Bom Natal e Feliz 2017 para todos. Sirvam-se!


----------



## Aristocrata (24 Dez 2016 às 00:26)

Não sei cozinhar dessas coisas, mas já se comiam...

*A todos os membros e visitantes deste nossa cantinho desejo
UM SANTO E FELIZ NATAL*


----------



## ClaudiaRM (24 Dez 2016 às 01:18)

Aristocrata disse:


> Não sei cozinhar dessas coisas, mas já se comiam...



Pus na mesa do fórum foi para a malta comer!


----------



## TiagoLC (24 Dez 2016 às 01:53)

Bom, odeio qualquer tipo de doces de natal. É que nem um se aproveita. 
Agora imaginem o que é uma avó trazer quilos de rabanadas e sonhos todos os natais... Até me vêm os enjoos só de imaginar...
Feliz natal a todos!


----------



## Toby (24 Dez 2016 às 07:53)

Bom festas de fim de ano à todos.
Bonne fêtes de fin d'année à tous.

Joie, bonheur et santé pour 2017.


----------



## jorge1990 (24 Dez 2016 às 12:10)

A todos os membros e visitantes e FELIZ NATAL e um PRÓSPERO ANO NOVO 2017.


----------



## james (24 Dez 2016 às 12:12)

Um feliz Natal e um próspero ano novo ( se possível com uma mudança de padrão meteorológico  ) para todos os membros do fórum.


----------



## jonas (24 Dez 2016 às 12:16)

Boas festas e boa passagem de ano  para todos!!


----------



## james (24 Dez 2016 às 12:16)

ClaudiaRM disse:


> Bom Natal e Feliz 2017 para todos. Sirvam-se!




Eh lá, já me puseste com água na boca. Posso ir a tua casa comer alguma coisa?


----------



## joralentejano (24 Dez 2016 às 12:22)

*Desejo a todos um Feliz Natal! 




*


----------



## António josé Sales (24 Dez 2016 às 12:24)

Desejo a todos os membros deste fórum um feliz natal e uma excelente entrada no ano novo 2017 que tudo corra bem!!!!!!!!!!!


----------



## luismeteo3 (24 Dez 2016 às 12:46)

*Feliz Natal e Próspero Ano Novo de 2017 Para Todos! 




*


----------



## Gilmet (24 Dez 2016 às 14:13)

A todos os membros, visitantes e respectivas famílias deixo votos de um feliz Natal, na companhia de quem mais amam, com muito calor humano, muitas sobremesas, e desejos realizados! 

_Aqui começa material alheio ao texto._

PR #2927, opened 2018-04-25
DCOS-22332 Graphql spec compliance for field values and aliases

Fabs:
This PR ports a group of tests form graphql-js wrapping them into Observable so they are compatible with our implementation. We believe that by making sure the reference implementation tests pass on our implementation is a great first step.

We also refactored part of the code to be easier to understand.

HOW DO I REVIEW?

My suggestion would be to run checkout and run `npm test -- --watch graphql star`. You can write more test cases or modify the current if you can think of a case where it would break. You can also come up with queries by playing on any query explorer (like the github one on notes), and trying to map then to the starwars example.

NOTES:
When testing manually, we are validating our queries structure here: https://developer.github.com/v4/explorer/

The graphql specs:
https://facebook.github.io/graphql/October2016/#sec-Language.Query-Document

Ainda não é este ano que temos um Natal branco, mas não vale perder a esperança!


----------



## ClaudiaRM (24 Dez 2016 às 14:47)

james disse:


> Eh lá, já me puseste com água na boca. Posso ir a tua casa comer alguma coisa?



Estás à vontade! Quando chegares à Figueira manda mensagem privada que eu dou indicações mais precisas!


----------



## joselamego (24 Dez 2016 às 15:26)

Desejo a todos os membros do meteopt.com, um santo e feliz natal!
Muita paz e saúde ! 
Que 2017 traga muita chuva, tempestades e alguma neve, e arco íris ! 



Enviado do meu Wiko Pulp através de Tapatalk


----------



## guimeixen (24 Dez 2016 às 15:56)

A todos um feliz Natal e um bom ano 2017! 

Que venham muitas trovoadas!


----------



## criz0r (24 Dez 2016 às 15:59)

Boa tarde pessoal, aproveito para também eu vos desejar um feliz Natal e próspero 2017! Vamos ter esperança num ano melhor a todos os níveis incluindo muita instabilidade que bem precisamos eheh . Sejam felizes!

Enviado do meu SM-G361F através de Tapatalk


----------



## algarvio1980 (24 Dez 2016 às 16:20)

Desejo um Feliz Natal a todos os membros desta comunidade e aos seus familiares. Um super ano de 2017 com muita trovoada, chuva a potes, neve às carradas, temperaturas de gelar e temperaturas de derreter, ou seja, que 2017 seja um ano com extremos.


----------



## Mike26 (24 Dez 2016 às 18:29)

Aproveito também para desejar a todos os membros deste fórum um santo e feliz Natal, cheio de grandes momentos e passado junto de todos os que vos são importantes, e também um bom ano de 2017! 
Que seja um ano recheado de muita instabilidade meteorológica


----------



## RickStorm (24 Dez 2016 às 19:31)

Para não repetir faço das minhas as palavras que já aqui foram escritas por vários utilizadores.


----------



## Scan_Ferr (24 Dez 2016 às 19:50)

Bom Natal a todos!


----------



## Manmarlopes (24 Dez 2016 às 20:53)

Boas festas para todos


----------



## Pedro1993 (24 Dez 2016 às 21:06)

Aproveito já agora também para desejar aqui a toda comunidade do MeteoPT, um Feliz Natal, apesar das temperaturas que temos tido nos ultimos dias, nos faz parecer que estamos na Páscoa.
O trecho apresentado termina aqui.